• Work required
In the entries below, the word "vkBuffers" appears on some lines. Copy each of those lines.
----- Provided data
PR #64, opened 2025-08-29
Added Indexed Drawing + Hello Cube example with Depth Texture, Vertex Buffer and Index Buffer

Narvin-Chana:
- Only contains the DX12 implementation for setting VBs/IBs, however the Vulkan part shouldn't be difficult to add.

### DIFF
--- a/src/Vex/CommandContext.h
+++ b/src/Vex/CommandContext.h
@@ -112,7 +112,7 @@ public:
     // Allows the passed in lambda to be executed in a draw scope.
     void ExecuteInDrawContext(std::span<const TextureBinding> renderTargets,
                               std::optional<const TextureBinding> depthStencil,
-                              std::function<void()> callback);
+                              const std::function<void()>& callback);
 
     // Returns the RHI command list associated with this context (you should avoid using this unless you know
     // what you are doing).
--- a/src/Vulkan/RHI/VkCommandList.cpp
+++ b/src/Vulkan/RHI/VkCommandList.cpp
@@ -541,16 +541,12 @@ void VkCommandList::DrawIndexed(
 
 void VkCommandList::SetVertexBuffers(u32 startSlot, std::span<RHIBufferBinding> vertexBuffers)
 {
-    VEX_NOT_YET_IMPLEMENTED();
-    // Code should be verified by our resident vulkan expert.
-    // Unsure if vkOffsets should be bytes or bits?
-    static constexpr u64 ByteToBits = 8;
     std::vector<::vk::Buffer> vkBuffers(vertexBuffers.size());
     std::vector<::vk::DeviceSize> vkOffsets(vkBuffers.size());
     for (auto& [binding, buffer] : vertexBuffers)
     {
         vkBuffers.emplace_back(buffer->GetNativeBuffer());
-        vkOffsets.push_back(binding.offsetByteSize.value_or(0) * ByteToBits);
+        vkOffsets.push_back(binding.offsetByteSize.value_or(0));
     }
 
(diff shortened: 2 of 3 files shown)


src/Vex/CommandContext.h
```diff
@@ -94,29 +96,35 @@ class CommandContext
...
+    // However, in the case you are leveraging bindless resources, you are responsible for ensuring any used resources
+    // are in the correct state. This contains redundancy checks so feel free to call it even if the resource is
+    // potentially already in the desired state for correctness.
     void Transition(const Buffer& buffer, RHIBufferState::Type newState);
 
+    // Useful for calling native API draws when wanting to render to a specific Render Target.
+    // Allows the passed in lambda to be executed in a draw scope.
+    void ExecuteInDrawContext(std::span<const TextureBinding> renderTargets,
+                              std::optional<const TextureBinding> depthStencil,
+                              std::function<void()> callback);
```
alexandreLBarrett, line 115: would use const& for callback here as we dont know what will be passed

src/Vex/CommandContext.h
```diff
@@ -94,29 +96,35 @@ class CommandContext
...
+
     // Returns the RHI command list associated with this context (you should avoid using this unless you know
     // what you are doing).
     RHICommandList& GetRHICommandList();
 
 private:
+    std::optional<RHIDrawResources> PrepareDrawCall(const DrawDescription& drawDesc,
+                                                    const DrawResourceBinding& drawBindings,
+                                                    std::optional<ConstantBinding> constants);
```
alexandreLBarrett, line 124: intentional copy here?

src/Vulkan/RHI/VkCommandList.cpp
```diff
@@ -516,7 +518,47 @@ void VkCommandList::Draw(u32 vertexCount)
...
+    commandBuffer->setViewportWithCount(1, &*cachedViewport);
+    commandBuffer->setScissorWithCount(1, &*cachedScissor);
+    commandBuffer->drawIndexed(indexCount, instanceCount, indexOffset, vertexOffset, instanceOffset);
+}
+
+void VkCommandList::SetVertexBuffers(u32 startSlot, std::span<RHIBufferBinding> vertexBuffers)
+{
+    VEX_NOT_YET_IMPLEMENTED();
+    // Code should be verified by our resident vulkan expert.
+    // Unsure if vkOffsets should be bytes or bits?
```
alexandreLBarrett, line 546: Most likely bytes. I don't see anything in the doc about a bit offset. It says its a memory offset which i would assume is bytes as you cant really address bits with an address.

Would use bytes for now pls

src/Vulkan/RHI/VkCommandList.cpp
```diff
@@ -516,7 +518,47 @@ void VkCommandList::Draw(u32 vertexCount)
...
+        vkBuffers.emplace_back(buffer->GetNativeBuffer());
+        vkOffsets.push_back(binding.offsetByteSize.value_or(0) * ByteToBits);
+    }
+
+    commandBuffer->bindVertexBuffers(startSlot, static_cast<u32>(vkBuffers.size()), vkBuffers.data(), vkOffsets.data());
+}
+
+void VkCommandList::SetIndexBuffer(const RHIBufferBinding& indexBuffer)
+{
+    VEX_NOT_YET_IMPLEMENTED();
```
alexandreLBarrett, line 561: I suppose there is an associated trello ticket?

src/Vex/CommandContext.h
Narvin-Chana: Nope, good catch

alexandreLBarrett (approved):

PR #68, opened 2025-09-06
Fixed invalid swapchain handling in vulkan

alexandreLBarrett:
If at any point the swapchain cannot be acquired. We set the backend in an "invalid swapchain" state which does not acquire swapchain or present. It still submits the deferred commandlists though. From the user's standpoint its commands are always submitted. It's just that nothing is presented. A resize set the swapchain as valid again

### DIFF
--- a/src/Tests/SynchronizationTorture.cpp
+++ b/src/Tests/SynchronizationTorture.cpp
@@ -229,59 +229,57 @@ void SynchronizationTortureTest(GfxBackend& graphics)
 
     // Test 6: Resource Upload Torture
     //
-    // Disabled since we don't yet have buffer->texture upload.
-    //
-    // VEX_LOG(Info, "Test 6: Resource Upload Torture");
-    //{
-    //    // Create upload buffer
-    //    BufferDescription uploadBufDesc{};
-    //    uploadBufDesc.name = "Test6 Buf";
-    //    uploadBufDesc.byteSize = 1024 * 1024; // 1MB
-    //    uploadBufDesc.usage = BufferUsage::None;
-    //    uploadBufDesc.memoryLocality = ResourceMemoryLocality::CPUWrite;
-    //    auto uploadBuffer = graphics.CreateBuffer(uploadBufDesc, ResourceLifetime::Static);
+    VEX_LOG(Info, "Test 6: Resource Upload Torture");
+    {
+        // Create upload buffer
+        BufferDescription uploadBufDesc{};
+        uploadBufDesc.name = "Test6 Buf";
+        uploadBufDesc.byteSize = 1024 * 1024; // 1MB
+        uploadBufDesc.usage = BufferUsage::None;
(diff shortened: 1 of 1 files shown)


src/Vex/GfxBackend.cpp
```diff
@@ -125,6 +125,13 @@ void GfxBackend::Present(bool isFullscreenMode)
         VEX_LOG(Fatal, "Cannot present without using a swapchain!");
     }
 
+    if (!isSwapchainValid)
```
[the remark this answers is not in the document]
Narvin-Chana: Also we should call CleanupResources()

src/Vex/GfxBackend.cpp
```diff
@@ -349,8 +362,9 @@ void GfxBackend::OnWindowResized(u32 newWidth, u32 newHeight)
 {
     // Do not resize if any of the dimensions is 0, or if the resize gives us the same window size as we have
     // currently.
-    if (newWidth == 0 || newHeight == 0 ||
-        (newWidth == description.platformWindow.width && newHeight == description.platformWindow.height))
+    if (isSwapchainValid &&
```
Narvin-Chana, line 365: Resizing with a size of 0 will cause a crash. We should only resize if:
The backbuffer is invalid AND newsize != 0.
And then only if backbuffer is invalid OR newSize != PrevSize.

src/Vulkan/RHI/VkSwapChain.cpp
```diff
@@ -152,9 +152,7 @@ RHITexture VkSwapChain::AcquireBackBuffer(u8 frameIndex)
                                                &currentBackbufferId);
     if (res == ::vk::Result::eErrorOutOfDateKHR)
     {
-        VEX_LOG(Error,
```
Narvin-Chana, line 155: Should we still output a warning?

Narvin-Chana: Vex should definitely continue working, I meant that we might still want to warn the user in the case they attempt to present while minimized. Via a log message.

alexandreLBarrett: This just happends on the first frame when minimised after that no frames are presented until resize. To me its implicit (or at least) has no impact that the frame is not presented so there would only be a warning once. It doesnt change the users code. The user can manage minimizing itself if needed but i wouldn't force it on people. Could add some verbose logging. 

Personnally i would expect the backend to work when i minimise my windows without having to manage a lot of code. If we want to force the user to manage it resize would need to be called with 0,0 when minimising. This way vex would know it shouldnt present. We could then say out of date is an error and force the user to manage properly its resizing. It's a design choice on how much we want to manage it or leave it to the user to do it.

Narvin-Chana: Ok I'm fine with keeping this under the hood then.

Narvin-Chana (approved):
LGTM!

PR #72, opened 2025-09-13
RHI Barrier Rework

Narvin-Chana:
- Changed synchro to use DX12's enhanced barriers.
- This allows us to use modern barriers everywhere, instead of faked states.


src/Vulkan/RHI/VkBarrier.cpp
```diff
@@ -0,0 +1,139 @@
...
+        return eMemoryRead;
+    case MemoryWrite:
+        return eMemoryWrite;
+    default:
+        VEX_LOG(Fatal, "Unsupported RHIBarrierAccess type.");
+        std::unreachable();
+    }
+}
+
+::vk::ImageLayout RHITextureLayoutToVulkan(RHITextureLayout textureLayout)
```
alexandreLBarrett, line 107: Could use the macro made for this but idm

alexandreLBarrett (approved):

alexandreLBarrett (approved):

PR #76, opened 2025-09-25
Various fixes following integration of Vex into my own renderer 

Narvin-Chana:
- Texture Sampler can now take in a non-mutable TextureSampler span
- Added helper to construct TextureSampler
- Fixed Vulkan not taking into account the entrypoint for PSO creation.
- Some additional error handling.
- Fixed multi-RTV output not working in DX12
- Fixed issue with DX12 DepthStencil having both DepthStencil AND SRV usage.

### DIFF
--- a/src/Vex/Resource.h
+++ b/src/Vex/Resource.h
@@ -2,6 +2,7 @@
 
 #include <span>
 
+#include <Vex/Concepts.h>
 #include <Vex/Handle.h>
 #include <Vex/Types.h>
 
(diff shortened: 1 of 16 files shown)


src/Vex/Resource.h
```diff
@@ -69,10 +71,11 @@ class ResourceMappedMemory
 };
 
 template <class T>
+    requires(not IsContainer<T>)
 void ResourceMappedMemory::SetData(const T& inData)
 {
     const u8* dataPtr = reinterpret_cast<const u8*>(&inData);
-    SetData(std::span{ dataPtr, sizeof(T) });
+    SetData(std::as_bytes(std::span{ dataPtr, sizeof(T) }));
```
alexandreLBarrett, line 78: Maybe we could do one that works with containers?

alexandreLBarrett (approved):

PR #282, opened 2018-05-15
fwcfg64: Using PackOne instead of PostBuildEvent

irudakov77:
I think, PackOne is a better way to place driver files into Install dir.


YanVugenfirer:
Thanks!

PR #324, opened 2018-08-13
Fix possible race conditions with CX path.

sameehj:
This patch series address mainly the issues with CX interrupts that was originally reported in the following pull request:

https://github.com/virtio-win/kvm-guest-drivers-windows/pull/281


YanVugenfirer:
Closed according to sameehj commented on Aug 13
----------
• Task solution
     std::vector<::vk::Buffer> vkBuffers(vertexBuffers.size());
     std::vector<::vk::DeviceSize> vkOffsets(vkBuffers.size());
         vkBuffers.emplace_back(buffer->GetNativeBuffer());
+        vkBuffers.emplace_back(buffer->GetNativeBuffer());
+    commandBuffer->bindVertexBuffers(startSlot, static_cast<u32>(vkBuffers.size()), vkBuffers.data(), vkOffsets.data());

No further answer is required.